SOURCE MATERIAL
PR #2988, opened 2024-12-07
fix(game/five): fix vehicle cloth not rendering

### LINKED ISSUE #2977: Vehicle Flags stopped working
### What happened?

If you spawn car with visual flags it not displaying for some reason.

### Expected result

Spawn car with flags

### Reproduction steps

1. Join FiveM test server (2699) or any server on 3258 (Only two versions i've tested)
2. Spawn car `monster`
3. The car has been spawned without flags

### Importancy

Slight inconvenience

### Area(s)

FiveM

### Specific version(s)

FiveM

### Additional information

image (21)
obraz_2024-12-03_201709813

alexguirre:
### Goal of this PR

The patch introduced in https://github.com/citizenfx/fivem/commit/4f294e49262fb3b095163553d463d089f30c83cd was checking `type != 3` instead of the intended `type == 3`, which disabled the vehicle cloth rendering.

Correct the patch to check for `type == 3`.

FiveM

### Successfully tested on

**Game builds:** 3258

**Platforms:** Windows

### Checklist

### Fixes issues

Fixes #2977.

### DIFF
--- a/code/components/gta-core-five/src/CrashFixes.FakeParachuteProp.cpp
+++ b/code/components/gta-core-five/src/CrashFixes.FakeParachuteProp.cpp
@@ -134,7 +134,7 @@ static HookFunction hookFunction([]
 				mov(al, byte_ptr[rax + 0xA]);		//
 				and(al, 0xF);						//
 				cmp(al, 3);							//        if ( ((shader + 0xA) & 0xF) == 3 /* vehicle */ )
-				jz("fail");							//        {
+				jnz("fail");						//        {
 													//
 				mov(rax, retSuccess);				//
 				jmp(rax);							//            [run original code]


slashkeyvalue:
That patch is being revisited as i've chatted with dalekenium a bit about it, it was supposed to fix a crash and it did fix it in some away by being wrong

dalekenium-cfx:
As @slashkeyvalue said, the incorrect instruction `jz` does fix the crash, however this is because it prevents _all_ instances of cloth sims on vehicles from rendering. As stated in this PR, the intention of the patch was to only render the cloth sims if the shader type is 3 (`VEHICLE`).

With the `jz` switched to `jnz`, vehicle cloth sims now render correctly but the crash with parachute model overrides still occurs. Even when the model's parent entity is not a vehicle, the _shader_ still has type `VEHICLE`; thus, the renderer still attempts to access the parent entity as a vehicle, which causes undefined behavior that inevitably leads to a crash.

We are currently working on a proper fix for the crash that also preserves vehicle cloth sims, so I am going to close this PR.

WHAT YOU NEED TO DO
Copy all lines of the records that have the string "FakeParachuteProp" in them.

REPLY TO THE EXERCISE
--- a/code/components/gta-core-five/src/CrashFixes.FakeParachuteProp.cpp
+++ b/code/components/gta-core-five/src/CrashFixes.FakeParachuteProp.cpp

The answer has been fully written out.